What is required
Take the line with "Yes, but currently, it" as the first line and the last line of the data as the final one. Write out those lines exactly, and no others.

Material for this task
PR #298, opened 2021-12-09
refactor: Refactor temp table creation and cleanup

evansd:
This means we now automatically do the right thing when our temp tables live in a different database from our data tables (as they do in Spark) and, in general, this moves more of the logic to the base class rather than relying on individual query engines to implement things.

Some of the changes here might not immediately make sense on their own, but they turn out to simplify other refactors further down the road.

### DIFF
--- a/databuilder/query_engines/base_sql.py
+++ b/databuilder/query_engines/base_sql.py
@@ -55,6 +55,14 @@ def get_primary_table(query):
     return get_joined_tables(query)[0]
 
 
+class MissingString(str):
+    def __init__(self, message):
+        self.message = message
+
+    def __str__(self):
+        raise NotImplementedError(self.message)
+
+
 class BaseSQLQueryEngine(BaseQueryEngine):
 
     sqlalchemy_dialect: type[Dialect]
@@ -64,6 +72,9 @@ class BaseSQLQueryEngine(BaseQueryEngine):
 
     # Per-instance cache for SQLAlchemy Engine
     _engine: Optional[sqlalchemy.engine.Engine] = None
+
+    # Force subclasses to define this
+    temp_table_prefix: str = MissingString("'temp_table_prefix' is undefined")
 
     def get_queries(self):
         """Build the list of SQL queries to execute"""
@@ -271,7 +282,7 @@ class BaseSQLQueryEngine(BaseQueryEngine):
         within this session; it's this function's responsibility to ensure it
         doesn't clash with any concurrent extracts
         """
-        raise NotImplementedError()
+        return f"{self.temp_table_prefix}{table_name}"
 
     def get_temp_database(self):
         """Which schema/database should we write temporary tables to."""
--- a/databuilder/query_engines/base_sql.py
+++ b/databuilder/query_engines/base_sql.py
@@ -76,6 +76,8 @@ class BaseSQLQueryEngine(BaseQueryEngine):
     # Force subclasses to define this
     temp_table_prefix: str = MissingString("'temp_table_prefix' is undefined")
 
+    temp_table_count: int = 0
+
     def get_queries(self):
         """Build the list of SQL queries to execute"""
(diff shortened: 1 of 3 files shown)


databuilder/query_engines/base_sql.py
```diff
@@ -63,6 +71,9 @@ class BaseSQLQueryEngine(BaseQueryEngine):
     # Per-instance cache for SQLAlchemy Engine
     _engine: Optional[sqlalchemy.engine.Engine] = None
 
+    # Force subclasses to define this
+    temp_table_prefix: str = MissingString("'temp_table_prefix' is undefined")
```
ghickman, line 75: Nothing to do for this PR, but I'm hoping we can have mypy do this for us at some point!

bloodearnest (commented):
This makes sense to me.

One question though - in the spark backend, group tables are actually created via CREATE TEMPORARY VIEW, not CREATE TABLE, via `.write_query_to_table`.

As such, they are not actually the `sqlachemy.Table` objects that you might suppose.

Could this mean that the default DROP TABLE wouldn't work in that case?

I think they are like MSSQL's temp tables, in that we don't need to clean them up as they are session scoped? Docs would seem to suggest so:

https://docs.databricks.com/spark/latest/spark-sql/language-manual/sql-ref-syntax-ddl-create-view.html#parameters

So, we'd want to skip explicitly deleting group tables, possibly.

AIUI, this change tracks both codelist and group tables in the same list, so it's tricky for the backend to know which are group tables and which are codelists?

evansd:
> Could this mean that the default DROP TABLE wouldn't work in that case?

Well we know the answer to this I think, because the tests pass. I guess `if_exists=True` is doing the work here?

But more generally, I guess it would be up to the subclass to introspect the kind of thing it's been given in `drop_temp_table()` and decide what to do with it. The MSSQL class checks whether the name starts with `#` and then ignores it if so. I guess the Spark class could check whether it's a view object rather than a regular table and act accordingly.

I don't think the clean up code should care about the _purpose_ of the temp table (was it a codelist or a reified query or something else?) it should just care what kind of database entity it is.

bloodearnest:
> > Could this mean that the default DROP TABLE wouldn't work in that case?
> 
> Well we know the answer to this I think, because the tests pass. I guess `if_exists=True` is doing the work here?

Yep. Works but is a bit messy.

> But more generally, I guess it would be up to the subclass to introspect the kind of thing it's been given in `drop_temp_table()` and decide what to do with it. The MSSQL class checks whether the name starts with `#` and then ignores it if so. I guess the Spark class could check whether it's a view object rather than a regular table and act accordingly.
> 
> I don't think the clean up code should care about the _purpose_ of the temp table (was it a codelist or a reified query or something else?) it should just care what kind of database entity it is.

Yes, but currently, it will always be a `sqlalchemy.Table`, not a `sqlachemy.View`. The `queries` dict value will have a CreateViewAs thing, I guess? But the dict key will be a table.

evansd:
Ooohh, sorry I see what you mean. The trouble is there is no `sqlalchemy.View` class (or anything like it). Maybe we need separate methods for "create me a temporary thing I can insert into" and "create me a temporary thing I can write a query to".

In any case, the behaviour in this PR is no worse that it was before so I wouldn't want to block on figuring that out. And at least this now cleans up the codelists tables correctly if there in a different schema.

bloodearnest:
> Ooohh, sorry I see what you mean. The trouble is there is no sqlalchemy.View class (or anything like it). Maybe we need separate methods for "create me a temporary thing I can insert into" and "create me a temporary thing I can write a query to".

Right, that's what I was wondering.

>In any case, the behaviour in this PR is no worse that it was before so I wouldn't want to block on figuring that out. And at least this now cleans up the codelists tables correctly if there in a different schema.

Agreed, +1

bloodearnest (approved):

Task answer
Yes, but currently, it will always be a `sqlalchemy.Table`, not a `sqlachemy.View`. The `queries` dict value will have a CreateViewAs thing, I guess? But the dict key will be a table.

evansd:
Ooohh, sorry I see what you mean. The trouble is there is no `sqlalchemy.View` class (or anything like it). Maybe we need separate methods for "create me a temporary thing I can insert into" and "create me a temporary thing I can write a query to".

In any case, the behaviour in this PR is no worse that it was before so I wouldn't want to block on figuring that out. And at least this now cleans up the codelists tables correctly if there in a different schema.

bloodearnest:
> Ooohh, sorry I see what you mean. The trouble is there is no sqlalchemy.View class (or anything like it). Maybe we need separate methods for "create me a temporary thing I can insert into" and "create me a temporary thing I can write a query to".

Right, that's what I was wondering.

>In any case, the behaviour in this PR is no worse that it was before so I wouldn't want to block on figuring that out. And at least this now cleans up the codelists tables correctly if there in a different schema.

Agreed, +1

bloodearnest (approved):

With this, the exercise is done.